Saved entries
PR #1043, opened 2020-08-25
Remove inputAndButtons inline partial from SearchBar's template.

tmeyer2115:
This was done to make it such that the SearchBar component can be used on a
site that does not allow unsafe-eval in its Content Security Policy. We found
that Handlebars makes use of eval in a few cases. One of those is when a
template uses an in-line helper. We did not update other usages of inline
partials in the SDK. This is because most Answers implementations use an
iframe'd experience. In these situations, the SearchBar component would be the
only one subject to the client's CSP.

J=SLAP-585
TEST=auto

Disabled eval on a local site. Verified that I could still interact with the
SearchBar.

### DIFF
--- a/src/ui/templates/search/search.hbs
+++ b/src/ui/templates/search/search.hbs
@@ -7,62 +7,103 @@
   <div class="yxt-SearchBar-container">
     {{#if useForm}}
       <form class="yxt-SearchBar-form">
-        {{> inputAndButtons}}
-      </form>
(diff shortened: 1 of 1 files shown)


alexisgrow (approved):
LGTM!

oshi97:
inline partials are my favorite though...

bryanreed (approved):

EXERCISE GOAL. Print the line with "that Handlebars makes" and every line after it in the entries above, exactly as written. Leave out all other lines.

TASK OUTPUT.
that Handlebars makes use of eval in a few cases. One of those is when a
template uses an in-line helper. We did not update other usages of inline
partials in the SDK. This is because most Answers implementations use an
iframe'd experience. In these situations, the SearchBar component would be the
only one subject to the client's CSP.

J=SLAP-585
TEST=auto

Disabled eval on a local site. Verified that I could still interact with the
SearchBar.

### DIFF
--- a/src/ui/templates/search/search.hbs
+++ b/src/ui/templates/search/search.hbs
@@ -7,62 +7,103 @@
   <div class="yxt-SearchBar-container">
     {{#if useForm}}
       <form class="yxt-SearchBar-form">
-        {{> inputAndButtons}}
-      </form>
(diff shortened: 1 of 1 files shown)


alexisgrow (approved):
LGTM!

oshi97:
inline partials are my favorite though...

bryanreed (approved):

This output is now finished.